Qantas sacks women

Qantas sacks women

The Transport Workers Union and the (ACTU) have accused Qantas of sex discrimination after it sacked 14 female workers who cleaned planes at Sydney Airport.

The Transport Workers Union (TWU) State Secretary, Wayne Forno, has accused Qantas of targeting “vulnerable” workers, some from non-English speaking backgrounds. The union has called for Qantas to reinstate the workers, and claims the women were excluded from applying and re-training for new full-time positions male colleagues were offered.

The male workers who replaced the women will apparently double as baggage handlers. The dismissal comes in the wake of recent figures demonstrating Australian women are paid 17 per cent less than men for the same or similar work.

“We will keep fighting for solidarity for these women,” Forno said last week. “This will set an example for all employers that this kind of 1950s outdated behaviour and discrimination will not be tolerated.”

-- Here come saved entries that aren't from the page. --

PR #1463, opened 2025-06-24
enforce limit on get nfts for user

lazynina:


superzordon (changes requested):
Overall looks good, one code cleanliness question

PR #2575, opened 2015-04-15
Changed _apply_chord_incr to use int value

wiliamsouza:
Example
```
>>> mc.set('dfdsgfdgfd', '0')                                                   
True
>>> mc.incr('dfdsgfdgfd')                                                       
  File "<console>", line 1, in <module>
_pylibmc.ClientError: 1 keys failed
>>>
```

### DIFF
--- a/celery/backends/cache.py
+++ b/celery/backends/cache.py
@@ -129,7 +129,7 @@ class CacheBackend(KeyValueStoreBackend):
         return self.client.delete(key)
 
     def _apply_chord_incr(self, header, partial_args, group_id, body, **opts):
-        self.client.set(self.get_key_for_chord(group_id), '0', time=86400)
+        self.client.set(self.get_key_for_chord(group_id), 0, time=86400)
         return super(CacheBackend, self)._apply_chord_incr(
             header, partial_args, group_id, body, **opts
         )


jaysonsantos:
:+1:  for this because, if using memcached plain text it does not saves flags to say which type is that, so memcached will try to cas that to integer.
When using binary protocol, memcached libs store some flags like, integer, long, serialized, compressed, etc...

malinoff:
This PR seems to be backwards-incompatible. We may end up with some users having '0' and some users having 0 as value.

@ask can you take a look at this please?

jaysonsantos:
If user is already working with '0' maybe means that he is in memcached
plain text protocol, so he wouldn't be affected.


Em qua, 15 de abr de 2015 às 23:17, Dmitry Malinovsky <
notifications@github.com> escreveu:

PMickael:
Seem's good for me I merge, like say @jaysonsantos, if it's working with '0', then it will with 0

Thanks @wiliamsouza, add you're name to contributor if you want.

wiliamsouza:
@PMickael Great! Next time I add my name on the contributor file :)
Any chance to have a 3.1.18 version with this fix in the near future?

PMickael:
@wiliamsouza, I don't know about version 3.1.18, I'm only a contributor too, @ask is the boss, but yes there is some fix like this one, that would be great to be released.

ask:
Merged into 3.1!

PR #2580, opened 2015-04-16
mongodb default options removed.

### LINKED ISSUE #2579: pymongo refuses backend/mongodb.py default settings
`self.options.setdefault('max_pool_size', self.max_pool_size)`
`self.options.setdefault('auto_start_request', False)`

These lines are refusing from `pymongo` and gives `ConfigurationError` exception. By the way pymongo version is 3.0 and for use mongodb as backend i have to remove that lines from mongodb.py.

fatihsucu:
Fixes #2579

### DIFF
--- a/celery/backends/mongodb.py
+++ b/celery/backends/mongodb.py
@@ -80,7 +80,7 @@ class MongoBackend(BaseBackend):
 
 
         # default options according to pymongo version
-        if pymongo.version_tuple >= 3:
+        if pymongo.version_tuple >= (3,):
             self.options.setdefault('maxPoolSize', self.max_pool_size)
         else:
             self.options.setdefault('max_pool_size', self.max_pool_size)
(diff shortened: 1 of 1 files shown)


thedrow:
I think that this code should branch based on PyMongo's version.
If it's version 3 and above don't set the defaults.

One of the fired workers, Souad Palmer, 56, said the sackings were “unfair” and that there was more than enough work. “My second last day I did a 12-hour shift,” Palmer says.  “We were doing overtime and at times the airline hostesses even had to help us clean the planes.” At 56, Palmer is having difficulty finding work.

Lucy Del Prado also spoke of the difficulties she has faced since Qantas fired her.

“I have bills to pay and three kids to support, and no work,” Del Prado says.

“I worked hard. I had no sick days. I thought I had a long term future at Qantas, a career and a stable job where I could support my family.”

Some of the women – including Palmer and Del Prado – attended the ACTU’s Equal Pay Alliance Breakfast Forum last Thursday in Canberra.

Palmer claimed Qantas “assumed that we couldn’t be utilised in other areas simply because we were female.”

Del Prado agrees. “We were experienced. We could do the job. If a man can do it, we can do it.”